Trust-account / IOLTA wire fraud
A spoofed email changed the wire instructions on a settlement or closing. Money has moved. The next 72 hours are the whole game.
The signature law-firm playbook. A spoofed email changes wire instructions on a settlement disbursement or a real-estate closing; the firm wires client money to the attacker. The first-24-hours wire-recall path is the whole game — and many cyber policies don't cover funds held for others.
The first hour
What to do, in order.
- 01
Call the originating bank's fraud line immediately and request a SWIFT recall or hold. Use the number on the back of the card or from the bank's published fraud line — not the number in any recent email.
- 02
File at the FBI IC3 (ic3.gov) within hours, citing the Financial Fraud Kill Chain. The recall mechanism works best inside 72 hours.
- 03
Notify the receiving bank in writing of suspected fraud on the receiving account.
- 04
Preserve the spoofed email, full headers, and any related mailbox-rule changes — do not delete or forward.
- 05
Notify the client, in writing, the same day. Document the call and the written notice.
- 06
Open the cyber-insurance and LPL claim within the carrier's notification window; check whether funds-held-for-others is covered before assuming the loss is insured.
Key decisions
The questions you'll be asked.
- Is this an incident we have to notify the client about?

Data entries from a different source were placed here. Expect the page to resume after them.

PR #1738, opened 2021-06-12
Add low battery flag decode

bennydiamond:
Through experimentation I figured Esperanza-EWS temperature/humidity sensor actually has a working "Low Battery" flag.
I used cheap weather station sensor replacement units (marketed with product number JYWDJ-009) that can be bought on eBay/Aliexpress.

PXL_20210611_214316881

Flag is raised when voltage gets below around 2.75V. Over 2.75V flag is set to '0'.

Just for posterity. The sensor I used will continue to transmit mostly reliably until voltage drops below 1.7V.

### DIFF
--- a/src/devices/esperanza_ews.c
+++ b/src/devices/esperanza_ews.c
@@ -13,6 +13,11 @@
 Largely the same as kedsum, s3318p.
 @sa kedsum.c s3318p.c
 
+List of known supported devices:
+- JYWDJ-009
+      * Known voltage operating range 1.7V - 3.8V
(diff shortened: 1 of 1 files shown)


zuckschwerdt:
Thanks! Can you add your voltage findings to the comment section (line 30 "Flags:\n ... low-bat...)
And can you make it
```
            "battery_ok",          "Battery",             DATA_INT,     !battery_low,
```

bennydiamond:
Resulting output:
image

- Yes. Under ABA Model Rule 1.4 and Formal Opinion 483, the client must be kept reasonably informed — and almost always told — when client funds or confidential information are affected.
- Is the loss covered by our cyber policy?
- Often no. Many cyber and crime policies exclude funds held on behalf of others (escrow / IOLTA). Check the policy language and the LPL policy in parallel before relying on coverage.
- Should we call law enforcement?
- Yes — IC3 first because it triggers the kill-chain mechanism. Local FBI field office and state AG follow.
Regulatory & ethical hooks
What the rules say.
- ABA Model Rule 1.4 — Communication with the client
- ABA Model Rule 1.15 / state trust-accounting rules — Safeguarding client funds
- ABA Formal Opinion 483 — Lawyers' obligations after an electronic data breach
- FinCEN advisory FIN-2016-A003 — BEC fraud schemes
- FBI IC3 / Financial Fraud Kill Chain
Cited for orientation, not as legal advice. Your firm's ethics counsel and LPL carrier should be consulted on every specific incident.